Friday, May 15, 2015

Trying to Be CNN

If you'd like to know, the only important thing that has gone on this week is the tragic derailment of the Amtrak train between New York and Pennsylvania.

I know because I get my news from MSNBC, and the best and brightest on their evening lineup have been filling their entire broadcast with that event.  Either it is the only news worth covering, or MSNBC has changed their format from covering several important and newsworthy events per one hour news show to wall-to-wall coverage of one single event.
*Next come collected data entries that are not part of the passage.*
PR #1870, opened 2025-02-14
DON-997, DON-1102 – new build system; various updates

NoelLH:
~~Maybe close-ish to workable now. Known issues:~~
~~1. Angular Material doesn't seem to use our font as before. e.g. campaign detail tab headers look off at least when served locally.~~
~~2. Angular Material Icons aren't loading, at least sometimes. The only concrete example I've noticed so far is the back icon on 'All participating campaigns' link.~~
~~3. There are some server security etc. middlewares that need to be reinstated into the new/moved `server.ts`~~

Works now, hopefully! Will probably merge to confirm on Staging pre-review.


src/app/donation-start/donation-start-form/donation-start-form.component.ts
```diff
@@ -191,14 +189,10 @@ export class DonationStartFormComponent implements AfterContentChecked, AfterCon
   private stepChangeBlockedByCaptcha = false;
   @Input({ required: true }) donor: Person | undefined;
 
-  public tipControlStyle: 'dropdown'|'slider';
-
-  private tipAmountFromSlider: number;
+  public tipControlStyle: 'dropdown';
```
NoelLH, line 192: My understanding is that if we trial a slider now, it will likely be using an off-the-shelf component with better accessibility. So rather than figures out its dependencies, use of NgZone etc., I removed the custom slider for now.

Dockerfile
```diff
@@ -25,7 +25,7 @@ COPY . .
 ARG BUILD_ENV
 
 # Build client bundle and prepare for Server-Side Rendering
-RUN npm run build:ssr:${BUILD_ENV}
+RUN npm run build:${BUILD_ENV}
```
NoelLH, line 28: My understanding from comparing new project boilerplate and searching the web is that there isn't a separate `ssr` build any more, so I tried to make our script names less confusing accordingly.

angular.json
```diff
@@ -15,13 +15,16 @@
       "prefix": "app",
       "architect": {
         "build": {
-          "builder": "@angular-devkit/build-angular:browser",
+          "builder": "@angular-devkit/build-angular:application",
```
NoelLH, line 18: In this file broadly I tried to reintroduce as few of our previous customisations as I could without things breaking, as I wasn't really sure which if any were deliberate adjustments to the old build's boilerplate.

src/app/app-routing.ts
```diff
@@ -1,31 +1,29 @@
-import {ActivatedRouteSnapshot, CanActivateFn, ResolveFn, Router, Routes} from '@angular/router';
+import {ActivatedRouteSnapshot, CanActivateFn, Router, Routes} from '@angular/router';
 
 import {CampaignListResolver} from './campaign-list.resolver';
 import {CampaignResolver} from './campaign.resolver';
 import {CharityCampaignsResolver} from './charity-campaigns.resolver';
-import {campaignStatsResolver} from "./campaign-stats-resolver";
-import {highlightCardsResolver} from "./highlight-cards-resolver";
+import {CampaignStatsResolver} from "./campaign-stats-resolver";
```
NoelLH, line 6: Resolvers became classes and one-per-class mostly because I was not sure about the causes of `inject()` errors. And I'm still not certain if it was necessary but I do find the routes more manageable with this setup so I think it is probably worth keeping regardless.

bdsl:
4986ccae DON-997, DON-1102 first pass updating to new build system

LGTM good, and I can see its following advice from https://angular.dev/tools/cli/build-system-migration#manual-migration-to-the-new-application-builder, 
e.g. to remove venderChunk and buildOptimizer.

10b764ef DON-997, DON-1102 – resolvers to classes so less things are injected; turning off various pieces possibly implicated in issues

Comments out most of the implementations of some functions and routes we'll need `redirectIfAlreadyLoggedIn`, `redirectIfAlreadyLoggedIn`, `handleLogout`, `LoggedInPersonResolver` and
`LoggedInPersonResolver` but these do all I think get restored later in 1aea3a4. Changing resolvers from functions to classes feels a bit like a step backwards compared
to the way Angular is going, but it should work just as well in the short term so not a blocker. Would still be great to work out why we're were getting the error with the
`inject` function but we can try introducing one function resolver or changing one of these back to a function at a time to see if it is that. Or even just changing replacing
the constructor DI in one of these with a call to inject for one function at a time.  

Not a blocker but probably worth explicitly implementing the Resolve interface - on these classes, makes it a bit more self-explanatory how they work as resolvers. I'll do that
in a follow-up PR to this.

d3991e7b DON-997, DON-1102 – WIP – keep App non-standalone [tried it again, seems it can't work well with non-standalone Stencil] but take steps towards new-build-system compatible config

LGTM to me as far as I can tell, lots of small changes that I'm sure all have reasons but can't see what they all are. Curious about the reason for change from . to [] syntax
e.g. `this.selected.beneficiary` to `this.selected['beneficiary']`. Looks like it would work either way. Maybe just clearer to use the square brackets when the object is working as a map?

f061cbe5 DON-997, DON-1102 – WIP – fix various new TS errors etc.

Change to `columnCount="3"` is good, fixes a warning in the IDE. Old way doesn't seem to be a build error, would be even better if we could get issues like 
`Attribute columnCountxxx is not allowed here` to break the build. Good to see we now have TS checks for uninitialized properties.

dcca8525 DON-997, DON-1102 – configure HTTP client better

LGTM

bd5b4846 DON-997, DON-1102 – reinstate previous assets config

LGTM

39b4e9e5 DON-997, DON-1102 – check in the current mix & match of partly commented routes; fix components that are not commented and had TS errors

Noticing things like `stats!` in HomeComponent because of the new TS uninitialized properties rule. I wonder if instead of using the exclamation mark
that effectively suppresses the rule we could move the assignment to that field and similar from `ngOnInit` to `constructor`. Or at just put similar things in constructors
in future.  I think we should keep `RegularGivingComponent.donor` non-nullable, since that page doesn't make sense without knowing who the donor is.

And I get now that the change from . to [] started a few commits back is complying with noPropertyAccessFromIndexSignature. That does look like a good rule to try following
for the future, but I get why it's turned off for now.

1aea3a46 DON-997, DON-1102 – bring back all original routes; put guards inline in routes file again; fix lots of type stuff

Generally LGTM, not commenting on every detail. Agree it makes sense to remove the slider stuff - even if we do think we might eventually bring back
our custom slider it's not worth maintaining it in the codebase in the meantime.

80b8c258 DON-997, DON-1102 – update SSR build config
LGTM

2ef477d6 DON-997, DON-1102 – skip header `closeMobileMenuFromOutside()` for now

LGTM, I see this is reversed later in 3005a9b2

ca6422a5 DON-997, DON-1102 – bring back Stencil rendering of components before Express serves a response

LGTM, I see the todo added here is dealt with in 749a8a892

47c31f2d DON-997, DON-1102 – reduce bogus campaign resolver load & noise

LGTM

ab0fd5c5 DON-997, DON-1102 – fix app base HREF

LGTM

81e36319 DON-997, DON-1102 – reinstate previous `server.ts` providers

LGTM

ee72441b DON-997, DON-1102 – turn off linting for now

LGTM, makes sense to turn it off for now since it's suddenly become a lot more agressive with what it finds. Looks like 
`angular-eslint` does give a useful report, maybe we can see if any of the eslint baselining packages are good or configure
it to be less aggressive and put it back in soon. I think not a blocker, pretty much the only sort of issue I think lint was
catching up to now was unused variables, which are worth removing to make code easier to read but not particularly likely to become bugs.

d8095e6b DON-997, DON-1102 – update tests, finish tidying up dead imports

LGTM

7f44eaec DON-997, DON-1102 – bring back e2e config

LGTM

3a5f6b11 Upgrade build to Node 22

LGTM, 

3005a9b2 DON-997, DON-1102 – reinstating features & tidying up

I see TS is now inferring `Object.keys(sortOptions)` as just string which is why we need the `as` type assertion, not sure
why it doesn't infer the more specific type though - would be good to avoid the assertion if we can. Maybe worth adding a comment 
to either explain why or say we don't know. Otherwise, all LGTM.

007939f9 DON-997, DON-1102 – reinstate assets; fixes font & Material icons

LGTM

606c662c DON-997, DON-1102 – update imports; fixes donate form as non-standalone child component

LGTM

749a8a89 DON-997, DON-1102 – bring back our server customisations

LGTM, not reviewing in details because assuming its just bringing back in this branch what we had already.

7f6bba1d Back to normal `donateUriPrefix` for staging

LGTM

a1ed5a07 Reinstate Matomo tracking injects & update a test

LGTM

d9190c55 Merge pull request #1870 from thebiggive/DON-997-1102-build-config

Looking at overall PR diff and concluding:

Nothing to add beyond comments made on individual commits. Probably if this wasn't so big already I'd suggest trying to avoid some of the type assertions with either
`as` or `!` but I think at this point we probably need to live with them and just try to avoid introducing new similar ones, and/or remove them individually as
and when they each affect our work. As mentioned will make follow-up PR about resolvers.

Definitely still a lot more changes than we'd ideally like to make at one time, which I think comes from working around various bugs that appeared with the
move to 19 that we still don't have great explanations for. Probably nothing to do about that at this point, but just means we need to ready to fix
any possible new bugs introduced with these changes. Looks like there's at least one around the layout on the regular giving mandate creation form that
@DomTBG  found in testing today.

I'll also reply to @NoelLH 's inline comments.

src/server.ts
```diff
@@ -0,0 +1,192 @@
...
+  } else {
+    res.send('User-agent: *\nDisallow: /');
+  }
+});
+
+app.get('/.well-known/apple-developer-merchantid-domain-association', (_req: Request, res: Response) => {
+  res.sendFile(`${browserDistFolder}/assets/stripe-apple-developer-merchantid-domain-association`, {
+    maxAge: '7 days',
+  });
+});
```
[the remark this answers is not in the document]
bdsl: I don't think this is a new issue, probably not anything that needs to be fixed urgently.

src/app/app-routing.ts
bdsl: Thanks, commented on this in my main review comment.

NoelLH:
> Curious about the reason for change from . to [] syntax
e.g. this.selected.beneficiary to this.selected['beneficiary']. Looks like it would work either way. Maybe just clearer to use the square brackets when the object is working as a map?

Yes, as you found later this had errors post-updates from `noPropertyAccessFromIndexSignature`, and I then turned it off rather than continue with far more of these.

As discussed, I'm not sure about using constructors over `ngOnInit` when Angular service DI is needed for setup. I don't know enough about Angular internals to be very confident in that change and it seems to go against received wisdom for Angular.

> https://github.com/thebiggive/donate-frontend/commit/2ef477d67e58c673df308c18cd7ad9a12b50c11f DON-997, DON-1102 – skip header closeMobileMenuFromOutside() for now
>
> LGTM, I see this is reversed later in https://github.com/thebiggive/donate-frontend/commit/3005a9b25ff72ce918f01e3e62452c542b09e54f

Yes – think this became browser-only though. There's a chance this was implicated in server runtime errors but I'm not at all sure.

I don't intend to seem callous.  The derailment is important news, and not just for the tragic deaths.  The day after the accident Congress, not to be "derailed" by reality, cut funding for Amtrak.  You can't make this stuff up.  And, to be fair, MSNBC covered the budget cut.  But you can only get away with calling their coverage of one event over the course of one hour, much less several hours running, "breaking news" for so long.  Jon Stewart has had many hours of fun (not consecutively however) mocking CNN for doing exactly that.

I'm not sure when this nonsense began, but after the shooting in Ferguson, Chris Hayes was out there night after night interviewing people on the street.  He did the same thing after the shooting in North Charleston and ditto in Baltimore.  He tends to get excited over these admittedly horrendous events, and it seemed at times that he was actually enflaming the crowd.  A newsworthy event, but it stopped being news after the first fifteen minutes of each broadcast.
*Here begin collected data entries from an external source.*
PR #1871, opened 2025-02-17
DON-1102: Refactor: Explicitly implement Angular's Resolve interface …

bdsl:
…on resolver classes

Doing this also forced me to fix the type of one of the unused _route params.

There's effectively no type checking on resolvers used in app-routing.ts I think since they're used in a union with DeprecatedGuard which is a union with `any`.

See comment at https://github.com/thebiggive/donate-frontend/pull/1870#issuecomment-2662994284


NoelLH (approved):
Nice, thanks! I did briefly think while looking at these it was a bit odd they didn't always use an interface, but I hadn't seen one before and was doing lots of things at once.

Anyway, I had assumed this was because of the importance of the gun issue, and the point was in fact that police violence toward African Americans was a constant presence in America, one we had been ignoring throughout our history.

But two nights after the Amtrak crash, there was Chris Hayes, interviewing, well, anyone that was there.

I've gotten to the point where I can tell in minutes whether MSNBC has got their teeth into a news story that is going to go 24/7, and of course, after a short time, it is no longer news.  And then I wonder, what about all the other important things that are going on in the country?  Do people really want to hear from every single person on the street, and how many times can you re-air somebody-or-other's official statement, and how many different ways can you analyze it?  Larry Wilmore interviewed gang members in a Baltimore diner and was able to be more relevant and newsworthy in eight minutes than MSNBC had been throughout their whole coverage.

During those entire weeks of wasted airtime, I hunger for other news.  For that matter, I also get impatient when Rachel Maddow takes twenty minutes repeating the same comment over and over to make one important point.  If she only said the same thing once or twice, her program would be fifteen minutes long.  But boy would it be powerful.  Or, she could cover that many more stories.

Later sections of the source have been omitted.